**Exercise description:** Scan the entries that follow and work out how many lines contain "InMemoryRunner". Give the number and nothing else.

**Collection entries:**
PR #3542, opened 2026-08-10
fix: Fix: google-adk tool/LLM spans locked at OK on ADK 2.x failures

### LINKED ISSUE #3415: google-adk: tool/LLM spans stay OK (with exception events) on failing calls under ADK 2.x

satyadevai:
Closes #3415

### DIFF
--- a/python/instrumentation/openinference-instrumentation-google-adk/src/openinference/instrumentation/google_adk/_wrappers.py
+++ b/python/instrumentation/openinference-instrumentation-google-adk/src/openinference/instrumentation/google_adk/_wrappers.py
@@ -257,7 +257,6 @@ class _TraceCallLlm(_WithTracer):
         if context_api.get_value(_SUPPRESS_INSTRUMENTATION_KEY):
             return ans
         span = get_current_span()
-        span.set_status(StatusCode.OK)  # Pre-emptively set status to OK
         span.set_attribute(
             SpanAttributes.OPENINFERENCE_SPAN_KIND,
             OpenInferenceSpanKindValues.LLM.value,
@@ -336,6 +335,10 @@ class _TraceCallLlm(_WithTracer):
         if llm_response:
             for k, v in _get_attributes_from_llm_response(llm_response):
                 span.set_attribute(k, v)
+            if not llm_response.partial:
+                # This is the final chunk for this LLM turn, so no further
+                # trace_call_llm calls will land on this span.
+                span.set_status(StatusCode.OK)
         return ans
 
 
@@ -352,12 +355,19 @@ class _TraceToolCall(_WithTracer):
         if context_api.get_value(_SUPPRESS_INSTRUMENTATION_KEY):
             return ans
         span = get_current_span()
-        span.set_status(StatusCode.OK)  # Pre-emptively set status to OK
+        arguments = bind_args_kwargs(wrapped, *args, **kwargs)
+        error = arguments.get("error")
+        error_type = arguments.get("error_type")
+        if isinstance(error, BaseException):
+            span.set_status(StatusCode.ERROR, description=f"{type(error).__name__}: {error}")
+        elif error_type is not None:
+            span.set_status(StatusCode.ERROR, description=str(error_type))
+        else:
+            span.set_status(StatusCode.OK)
         span.set_attribute(
             SpanAttributes.OPENINFERENCE_SPAN_KIND,
             OpenInferenceSpanKindValues.TOOL.value,
         )
-        arguments = bind_args_kwargs(wrapped, *args, **kwargs)
         if base_tool := next(
             (arg for arg in arguments.values() if isinstance(arg, BaseTool)), None
         ):
--- a/python/instrumentation/openinference-instrumentation-google-adk/tests/test_instrumentor.py
+++ b/python/instrumentation/openinference-instrumentation-google-adk/tests/test_instrumentor.py
@@ -11,6 +11,9 @@ import pytest
 from google.adk import Agent, __version__
 from google.adk.code_executors.built_in_code_executor import BuiltInCodeExecutor
 from google.adk.events import Event, EventActions
+from google.adk.models.base_llm import BaseLlm
+from google.adk.models.llm_request import LlmRequest
+from google.adk.models.llm_response import LlmResponse
 from google.adk.planners import BuiltInPlanner
 from google.adk.runners import InMemoryRunner
 from google.adk.tools.agent_tool import AgentTool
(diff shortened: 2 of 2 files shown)


python/instrumentation/openinference-instrumentation-google-adk/src/openinference/instrumentation/google_adk/_wrappers.py
```diff
@@ -336,6 +335,10 @@ def __call__(
         if llm_response:
             for k, v in _get_attributes_from_llm_response(llm_response):
                 span.set_attribute(k, v)
+            if not llm_response.partial:
+                # This is the final chunk for this LLM turn, so no further
+                # trace_call_llm calls will land on this span.
+                span.set_status(StatusCode.OK)
```
caroger, line 341: **[P1] Do not finalize `OK` before ADK callbacks complete**

Reproduced on this head (`639b8d9`) with `google-adk==2.6.3`: a final response followed by `after_model_callback` raising `RuntimeError("after-model failed")` exports the `call_llm` span as `OK` with two exception events.

Suggested change:

```diff
-            if not llm_response.partial:
-                # This is the final chunk for this LLM turn, so no further
-                # trace_call_llm calls will land on this span.
-                span.set_status(StatusCode.OK)
```

Success can remain `UNSET`; this lets the owning ADK span record a later callback failure as `ERROR`. A regression test can use the existing fixtures:

```python
class _FinalResponseLlm(BaseLlm):
    async def generate_content_async(
        self, llm_request: LlmRequest, stream: bool = False
    ) -> AsyncGenerator[LlmResponse, None]:
        yield LlmResponse(
            content=types.Content(role="model", parts=[types.Part(text="done")])
        )


def _fail_after_model(_ctx: Any, _response: LlmResponse) -> None:
    raise RuntimeError("after-model failed")


async def test_call_llm_span_errors_when_after_model_callback_raises(
    instrument: Any, in_memory_span_exporter: InMemorySpanExporter
) -> None:
    agent = Agent(
        name="agent",
        model=_FinalResponseLlm(model="fake-model"),
        after_model_callback=_fail_after_model,
    )
    runner = InMemoryRunner(agent=agent, app_name="app")
    await runner.session_service.create_session(
        app_name="app", user_id="user", session_id="session"
    )

    with pytest.raises(RuntimeError, match="after-model failed"):
        async for _ in runner.run_async(
            user_id="user",
            session_id="session",
            new_message=types.Content(
                role="user", parts=[types.Part(text="hello")]
            ),
        ):
            pass

    [span] = [
        span
        for span in in_memory_span_exporter.get_finished_spans()
        if span.name == "call_llm"
    ]
    assert span.status.status_code == trace_api.StatusCode.ERROR
    assert any(event.name == "exception" for event in span.events)
```

caroger (changes requested):
Requesting changes for one remaining correctness gap in the LLM status fix.

The tool-failure and partial-stream failure paths are fixed, and the Google ADK 2.6.3 lane passes locally (Ruff, mypy, and 34 tests). However, `_TraceCallLlm` still assigns `OK` on a final response before ADK invokes `after_model_callback`. A callback exception therefore produces an `OK` `call_llm` span containing exception events—the same class of status-locking bug this PR is intended to eliminate.

The exact-head reproduction and suggested minimal code/test changes are in the inline comment.

python/instrumentation/openinference-instrumentation-google-adk/src/openinference/instrumentation/google_adk/_wrappers.py
satyadevai: @caroger As described in the issue, we set the call_llm span to OK once the LLM call has completed with a full, successful response. If an after_model_callback subsequently fails, that exception belongs to the agent flow rather than to the LLM call itself, so marking the completed LLM span as OK is appropriate.

At the moment, we do not have a way to prevent ADK from attaching those later callback exception events to the call_llm span. Because of that, an exception event may appear on a span whose status is still OK, even though the exception was not caused by the LLM call.

For streaming responses, if the LLM response is only partial and the call does not complete successfully, we set the call_llm span to ERROR because the LLM call itself did not complete.

The parent/agent spans are marked as ERROR for the callback failure, which is the appropriate level to represent this failure, while keeping the successfully completed call_llm span as OK.

image

satyadevai: If we remove setting OK when llm_response.partial is false, we effectively revert this part of the code to the state before this ticket. The purpose of this change is to explicitly mark the LLM span as successful once the LLM has returned a complete, successful response.

A later after_model_callback failure is part of the agent flow, not a failure of the already-completed LLM call. So leaving the LLM span as UNSET just to allow a later callback exception to mark it as ERROR would bring back the original issue and incorrectly couple the LLM call status to downstream agent processing.

caroger (approved):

**Response:** 2